• **Data listing**:
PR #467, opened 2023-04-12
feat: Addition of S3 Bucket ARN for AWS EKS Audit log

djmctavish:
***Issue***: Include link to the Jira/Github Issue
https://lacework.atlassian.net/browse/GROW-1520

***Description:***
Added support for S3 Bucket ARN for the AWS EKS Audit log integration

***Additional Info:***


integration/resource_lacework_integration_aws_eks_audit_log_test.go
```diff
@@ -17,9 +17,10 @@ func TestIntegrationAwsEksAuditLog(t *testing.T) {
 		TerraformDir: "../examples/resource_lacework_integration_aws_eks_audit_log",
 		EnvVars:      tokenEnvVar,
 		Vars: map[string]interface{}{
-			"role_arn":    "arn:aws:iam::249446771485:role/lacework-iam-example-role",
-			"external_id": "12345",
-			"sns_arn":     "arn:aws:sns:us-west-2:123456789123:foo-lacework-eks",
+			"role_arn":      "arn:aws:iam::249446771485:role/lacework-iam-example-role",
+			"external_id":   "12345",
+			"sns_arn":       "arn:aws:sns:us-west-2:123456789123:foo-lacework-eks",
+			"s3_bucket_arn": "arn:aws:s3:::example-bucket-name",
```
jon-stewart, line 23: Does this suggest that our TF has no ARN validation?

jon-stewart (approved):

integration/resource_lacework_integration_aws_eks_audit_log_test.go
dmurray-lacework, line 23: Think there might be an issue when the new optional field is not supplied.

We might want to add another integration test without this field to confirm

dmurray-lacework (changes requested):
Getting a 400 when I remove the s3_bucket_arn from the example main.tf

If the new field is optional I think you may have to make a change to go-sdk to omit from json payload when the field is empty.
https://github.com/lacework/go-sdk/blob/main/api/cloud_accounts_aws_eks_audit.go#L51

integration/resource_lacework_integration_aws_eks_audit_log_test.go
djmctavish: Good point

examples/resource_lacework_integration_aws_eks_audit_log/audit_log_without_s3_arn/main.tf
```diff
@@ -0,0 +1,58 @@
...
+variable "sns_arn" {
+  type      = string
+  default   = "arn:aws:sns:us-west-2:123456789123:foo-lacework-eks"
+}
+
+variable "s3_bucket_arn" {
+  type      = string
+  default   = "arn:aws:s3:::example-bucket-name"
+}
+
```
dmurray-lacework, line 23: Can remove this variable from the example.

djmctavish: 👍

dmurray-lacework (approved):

---

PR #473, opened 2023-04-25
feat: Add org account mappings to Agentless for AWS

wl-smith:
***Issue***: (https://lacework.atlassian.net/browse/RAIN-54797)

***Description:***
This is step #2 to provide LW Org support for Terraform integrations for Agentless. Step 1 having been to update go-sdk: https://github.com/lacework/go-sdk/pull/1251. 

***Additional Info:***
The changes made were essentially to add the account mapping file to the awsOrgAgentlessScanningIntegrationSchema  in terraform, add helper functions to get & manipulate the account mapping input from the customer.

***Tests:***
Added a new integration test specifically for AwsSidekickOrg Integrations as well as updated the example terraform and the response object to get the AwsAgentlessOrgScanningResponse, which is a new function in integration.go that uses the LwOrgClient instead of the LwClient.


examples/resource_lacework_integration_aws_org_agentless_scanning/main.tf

• **Problem statement**:
Could you repeat exactly the lines above from the line with "dmurray-lacework, line 23: Think" up to and including the line with "Getting a 400", and only those?

• **Result**:
dmurray-lacework, line 23: Think there might be an issue when the new optional field is not supplied.

We might want to add another integration test without this field to confirm

dmurray-lacework (changes requested):
Getting a 400 when I remove the s3_bucket_arn from the example main.tf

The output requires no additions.